The Houston Rockets on Wednesday waived little-used sharpshooting guard, Daequan Cook, to sign free agent swingman James Anderson.
On Friday, ESPN’s Marc Stein tweeted that Cook was scheduled to clear waivers at 4 p.m. CT and if no one claimed him, the Chicago Bulls would be the front-runner for his services.
Buried on the bench in Houston after coming over from the Oklahoma City Thunder in the James Harden trade, Cook appeared in just 16 games this season for the Rockets, averaging career-lows in points and minutes. But when given minutes, Cook has proven that he can play and he is an exceptional three-point marksman who shoots it at a 37 percent clip for his career.

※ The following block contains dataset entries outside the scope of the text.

Issue #56, opened 2020-10-08
Improve error recovery for unterminated string literals


strager:
Inspired by issue #53.

In the following code, the programmer probably intends to escape the newline with a backslash or use a template literal:

```javascript
let x = "hello
world";
```

Currently, quick-lint-js will interpret this code as having the following tokens:

1. `kw_let`
2. `identifier` (`x`)
3. `equal`
4. `string` (`"hello`)
5. `identifier` (`world`)
6. `string` (`";`)

Ideally, instead, it'd interpret this code as having the following tokens:

1. `kw_let`
2. `identifier` (`x`)
3. `equal`
4. `string` (`"helloworld"`)
5. `semicolon`

We can't just munch until the next `"`, 'cus that would be poor error recovery for code like this:

```javascript
console.log("starting se
startServer(port);
```

Idea: if we see an end-of-line when parsing a string literal, check the following line. If the following line has exactly one matching `"` or `'`, treat that matching quote as the end of the current string. Otherwise, treat the end-of-line as the end of the current string.

The code for string literal parsing is in lex.cpp, and the existing tests are in test-lex.cpp.

A-thanasios:
Looking at this. Since the lexer only parses `\r` and `\n` as line terminators, the `\r\n` terminator is making the fix a bit uglier. One work around to this would be to parse all consecutive `\n` characters after the first `\r` or `\n` in a string literal. Is that fine?

strager:
> Since the lexer only parses `\r` and `\n` as line terminators, the `\r\n` terminator is making the fix a bit uglier.

I don't know what would be uglier about handling CRLF (`\r\n`). Can you show some code?

Code exists in locator::cache_offsets_of_lines (src/location.cpp) to parse CRLF. I'm a bit surprised we don't already have anything in lexer to deal with CRLF.

> One work around to this would be to parse all consecutive \n characters after the first \r or \n in a string literal. Is that fine?

Wouldn't that make the following code lex differently depending on whether CRLF (`\r\n`) or LF (`\n`) is used for terminating lines?

```javascript
let x = "hello


world";
```

A-thanasios:
> I don't know what would be uglier about handling CRLF (`\r\n`). Can you show some code?
> 
> Code exists in locator::cache_offsets_of_lines (src/location.cpp) to parse CRLF. I'm a bit surprised we don't already have anything in lexer to deal with CRLF. I guess we haven't needed it yet.
> 

[...]

PR #85, opened 2020-10-28
Improve error recovery for unterminated string literals.

A-thanasios:
#56

### DIFF
--- a/src/lex.cpp
+++ b/src/lex.cpp
@@ -451,27 +451,28 @@ retry:
 
       case '\n':
       case '\r': {
-        char8* c_up_to_first_matching_quote = nullptr;
-        char8* c_end = c;
-        if (c_end[0] == '\r' && c_end[1] == '\n') {
-          c_end += 2;
+        char8* matching_quote = nullptr;
+        char8* current_c = c;
+        if (current_c[0] == '\r' && current_c[1] == '\n') {
+          current_c += 2;
         } else {
-          c_end += 1;
+          current_c += 1;
         }
         for (;;) {
-          if (*c_end == opening_quote) {
-            if (c_up_to_first_matching_quote) {
+          if (*current_c == opening_quote) {
+            if (matching_quote) {
               break;
             }
-            c_up_to_first_matching_quote = ++c_end;
-          } else if (*c_end == '\r' || *c_end == '\n' ||
-                     (*c_end == '\0' && this->is_eof(c_end))) {
-            if (c_up_to_first_matching_quote) {
-              c = c_up_to_first_matching_quote;
+            matching_quote = current_c;
+            ++current_c;
+          } else if (*current_c == '\r' || *current_c == '\n' ||
+                     (*current_c == '\0' && this->is_eof(current_c))) {
+            if (matching_quote) {
+              c = matching_quote + 1;
             }
             break;
           } else {
-            ++c_end;
+            ++current_c;
           }
         }
         this->error_reporter_->report(error_unclosed_string_literal{
--- a/src/lex.cpp
+++ b/src/lex.cpp
@@ -450,10 +450,34 @@ retry:
         }
 
       case '\n':
-      case '\r':
+      case '\r': {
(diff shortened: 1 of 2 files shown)


test/test-lex.cpp
```diff
@@ -525,6 +525,72 @@ TEST(test_lex, lex_strings) {
...
+    padded_string input(u8"'separated" + string8(line_terminator) + u8"hello'");
+    lexer l(&input, &v);
+    EXPECT_EQ(l.peek().type, token_type::string);
+    l.skip();
+    EXPECT_EQ(l.peek().type, token_type::end_of_file);
+
+    EXPECT_THAT(v.errors,
+                ElementsAre(ERROR_TYPE_FIELD(
+                    error_unclosed_string_literal, string_literal,
+                    offsets_matcher(&input, 0, 16 + line_terminator.size()))));
```
strager, line 539: Could we use `input.size()` instead of `16 + line_terminator.size()` here?

test/test-lex.cpp
```diff
@@ -525,6 +525,72 @@ TEST(test_lex, lex_strings) {
...
+    EXPECT_THAT(
+        v.errors,
+        ElementsAre(
+            ERROR_TYPE_FIELD(error_unclosed_string_literal, string_literal,
+                             offsets_matcher(&input, 0, 10)),
+            ERROR_TYPE_FIELD(
+                error_unclosed_string_literal, string_literal,
+                offsets_matcher(&input, 15 + 2 * line_terminator.size(),
+                                16 + 2 * line_terminator.size()))));
+  }
```
strager, line 564: :+1: I like this test.

src/lex.cpp
```diff
@@ -450,10 +450,34 @@ void lexer::parse_current_token() {
         }
 
       case '\n':
-      case '\r':
+      case '\r': {
+        char8* c_up_to_first_matching_quote = nullptr;
```
strager, line 454: Nit: I'd name this variable `matching_quote`, and decrement it. (See my comment on lines 466-470.)

src/lex.cpp
```diff
@@ -450,10 +450,34 @@ void lexer::parse_current_token() {
...
+        for (;;) {
+          if (*c_end == opening_quote) {
+            if (c_up_to_first_matching_quote) {
+              break;
+            }
+            c_up_to_first_matching_quote = ++c_end;
+          } else if (*c_end == '\r' || *c_end == '\n' ||
+                     (*c_end == '\0' && this->is_eof(c_end))) {
+            if (c_up_to_first_matching_quote) {
+              c = c_up_to_first_matching_quote;
```
strager, line 470: (From comment on line 454)

This is what I mean by 'decrement':
```suggestion
            c_up_to_first_matching_quote = c_end;
            ++c_end;
          } else if (*c_end == '\r' || *c_end == '\n' ||
                     (*c_end == '\0' && this->is_eof(c_end))) {
            if (c_up_to_first_matching_quote) {
              c = c_up_to_first_matching_quote + 1;
```

src/lex.cpp
```diff
@@ -450,10 +450,34 @@ void lexer::parse_current_token() {
         }
 
       case '\n':
-      case '\r':
+      case '\r': {
+        char8* c_up_to_first_matching_quote = nullptr;
+        char8* c_end = c;
```
strager, line 455: Hmm, do you think this code would be better in its own function? In a separate function, better variable names might come more naturally.

strager (approved):

test/test-lex.cpp
A-thanasios: Thanks :hear_no_evil:

A-thanasios:
Ready to merge

strager:
It looks like some builds are failing on CI: https://github.com/quick-lint/quick-lint-js/runs/1535159043

Please fix the builds. (I think you want a `narrow_cast<int>(...)`.)

strager:
Landed as commits b879f5138, 93e63d2c5, and 65e936aaa. Thanks!

PR #86, opened 2020-10-28
Update mymindstorm/setup-emsdk version

jgil-r:
Updated mymindstorm/setup-emsdk from v6 to v7 to fix @actions/core environment file syntax change warnings


strager:
Beautiful! Thanks.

He also comes cheap, too. The cash-strapped Bulls have just enough room under the cap to add a minimum-salary player for the rest of the season.
Considering the way Marco Belinelli performed as a starter, acquiring the 25-year-old Cook signals the team is comfortable with Belinelli being the starter at the two guard slot. This of course means the eventual departure of veteran Rip Hamilton who will turn 35-years-old on Valentine’s Day.
When healthy, Hamilton, in his 13th NBA season, has played well. But injuries have been a constant for him since his arrival in Chicago and he is clearly not the player he once was.
The Bulls had gone 7-3 with Belinelli in the starting lineup before two bad losses, back-to-back, against the Atlanta Hawks and the aforementioned Rockets. But he showed the type of skills that impressed Derrick Rose enough to cite Marco as the “new guy” who had impressed him the most when the Bulls opened training camp.
Belinelli is also no stranger to being an NBA starter. He’s played nearly half the games of his career in that role.
If you’re a frustrated Bulls fan, you’re just happy the organization is doing something to try and shake up what has been a monotonous 17-13 season. Daequan Cook is a solid NBA player and adds a legitimate threat from long-range – he won the 3-point shoot out in 2009 – something the Bulls certainly don’t have enough of.
We could actually look back on this someday as one of management’s cost cutting moves that actually went right and that fans seemed to approve of.